Как тут было не обалдеть? Открытие мира, энциклопедия для человека двенадцати лет! Это было только начало, а потом пошли люди, один другого увлекательней, череда их лесом вырастала вокруг: дядя Витя густо населил созданный им мир. В центре мироздания помещался он сам, но в новом обличии: не уверенный в себе победитель, каким я его знала, а влюбленный, отвергнутый, потерянный, изгнанный из страны (“бросил страну, что меня вскормила”, как сказал бы современный читатель), готовый мертвым лечь в провал мостовой против Дома искусства, “чтобы исправить дорогу для русских грузовых автомобилей”[291]
. Окружавшие его в Берлине, оставленные им в России и жившие в его памяти, равно как и в русской литературе, возникали со страниц книги последовательно, и с каждым складывались у меня сложные личные отношения: они четко делились на друзей, учителей и врагов.Таинственным образом случилось так, что почти все они потом – реально или виртуально – но столь же последовательно и неотвратимо возникали в моей взрослой жизни и по ходу дела менялось мое к ним отношение.
Эльза Триоле, “Аля”, адресат писем не о любви, запретившая автору писать о его к ней безответной любви и тем вызвавшая к жизни лирические эссе Виктора Шкловского о литературе, поначалу была безоговорочно зачислена в стан врагов, но показалась мне неотразимо милой и, в отличие от старшей ее сестры, чуть ли не застенчивой, слегка смущенной всеобщим вниманием и потоком комплиментов, когда, в один из приездов ее и Арагона в Москву после их выступления отец меня с ней познакомил, что, никуда не денешься, пришлось в душе с ней помириться. Отец скептически отнесся к моему умилению, хотя и признался, что Эльза всегда казалась ему более привлекательной, чем Лиля.

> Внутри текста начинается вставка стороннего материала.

Issue #40494, opened 2023-05-24
[2201.6.0-stage and 2201.6.x] Full build pipeline failure with query expressions


tharindu-nw:
**Description:**
Fails at nballerina level: https://github.com/ballerina-platform/ballerina-release/actions/runs/5060826646/jobs/9089852522

**Steps to reproduce:**

**Affected Versions:**

**OS, DB, other environment details and versions:**

**Related Issues (optional):**

**Suggested Labels (optional):**

**Suggested Assignees (optional):**

MaryamZi:
Simplified version from one failure in nBallerina.

```ballerina
type ModuleDecls [string, FuncDecl...];

type FuncDecl [string, Signature];

public type Signature [string, string[], string];

type ModuleDeclsMemo record {|
    readonly string id;
    map<Signature> funcs = {};
|};

public function main() {
    record {|
        table<ModuleDeclsMemo> key (id) decls = table[];
    |} sc = {};

    ModuleDecls[] decl = from var { id, funcs } in sc.decls
                        select [id, ...from var [name, sig] in funcs.entries()
                                    select <FuncDecl>[name, sig]];
}
```

SasinduDilshara:
This is fixed now with https://github.com/ballerina-platform/ballerina-lang/pull/40497

PR #40496, opened 2023-05-24
Revert "[Master] Fix the incorrect diagnostic in query expression"

SasinduDilshara:
Reverts ballerina-platform/ballerina-lang#37547

issue: https://github.com/ballerina-platform/ballerina-lang/issues/40494


IMS94:
@SasinduDilshara when reverting a change, we should revert individual commits that have caused the issue. In this case, I can only see a single commit that's manual.

And it includes removing some LS test cases we have added to create variable code action on select clauses. Ideal approach should be to disable those test cases, and open an issue to re-enable (or fix the original diagnostic issue) the test cases.

SasinduDilshara:
> @SasinduDilshara when reverting a change, we should revert individual commits that have caused the issue. In this case, I can only see a single commit that's manual.
> 
> And it includes removing some LS test cases we have added to create variable code action on select clauses. Ideal approach should be to disable those test cases, and open an issue to re-enable (or fix the original diagnostic issue) the test cases.

The initial PR have the changes related to those Ls test cases.
In here the test cases are based on the query expected type.
Because of we removing these changes, I think we need to revert those tests and add the changes from another PR. wdyt?

IMS94 (approved):

pcnfernando (approved):

pcnfernando:
Reopened https://github.com/ballerina-platform/ballerina-lang/issues/37450 and https://github.com/ballerina-platform/ballerina-lang/issues/37670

Бориса Пастернака, возникшего в “Zоо” в “Письме шестнадцатом” после встреч в Чистополе я и так числила среди друзей. С восторгом кинулась было читать “
Апеллесову черту”, когда обнаружила ее в своей Снежной библиотеке, но убедилась, что ранняя оригинальная проза Пастернака в отличие “Ромео и Джульетты” в его переводе мне не по зубам. В “Zоо” Б.Л. – двадцатью годами моложе того, что раскладывал испещренные его рукой страницы на нашем кухонном столе, но он так же вне привычной ему среды и обстановки, только не в Чистополе, а в Берлине. “Этот человек, – говорит о нем Виктор Шкловский, заново и на новом уровне знакомя меня с Пастернаком, – чувствовал <…> тягу истории. Он чувствует движение, его стихи прекрасны своей тягой, строчки их рвутся и не могут улечься, как стальные прутья, набегают друг на друга, как вагоны внезапно заторможенного поезда. Хорошие стихи”[292].Иван Пуни из “Письма четырнадцатого”, где речь идет “О том, как любит художник и как надо любить художника” (имени “Пуни” до “Zоо” я слыхом не слыхивала: мудрено было в те годы услышать имя художника-эмигранта!), и его жена Ксана Богуславская, “неплохой, хотя и сладкий, художник”[293]
, появились в начале шестидесятых. Она – вживе, из первых ласточек, залетевших из Парижа в советскую Москву, точь-в-точь комическая старуха со сцены Малого театра, поражая видом (золотистые кудельки вокруг шляпки, прикрывавшей неподкрашенную седую макушку), непривычными понятиями (“наш галерейщик”, “наши коллекционеры”), манерами (“Так и будешь дуть не жрамши?” – осведомилась она у доставившего ее к нам интуристского шофера, чином, похоже, не ниже полковника). Иван Пуни сопровождал ее репродукциями своих работ, привезенными Ксаной и поселившимися в нашем с Константином жилище.Роман Якобсон, названный в “Zоо” “другом и братом”, естественно вошел в число самых близких.
Прости меня, Велимир Хлебников, за то, что я греюсь у огня чужих редакций. За то, что я издаю свою, а не твою книжку. Климат, учитель, у нас континентальный.
Лисицы имеют свои норы, арестанту дают койку, нож ночует в ножнах, ты же не имел куда приклонить свою голову[294]
.Стыдно признаться, но аллюзии не были мною узнаны: “Zоо” я прочла раньше, чем Евангелие, – еще почти два года должны миновать, должна закончиться война и отец должен вернуться с фронта, чтобы миниатюрная, одолженная им у его брата Сергея книжка “Новый Завет Господа нашего Иисуса Христа” оказалась в моих руках. В то безбожное время мы были чудовищно невежественны: библейские притчи и церковные обряды узнавали клочками из классической литературы, благо вся она на этом фундаменте росла и держалась. Трагедию отца, принесшего сына в жертву высокой идее, мы оплакивали, читая “Овода”, а не Священное Писание.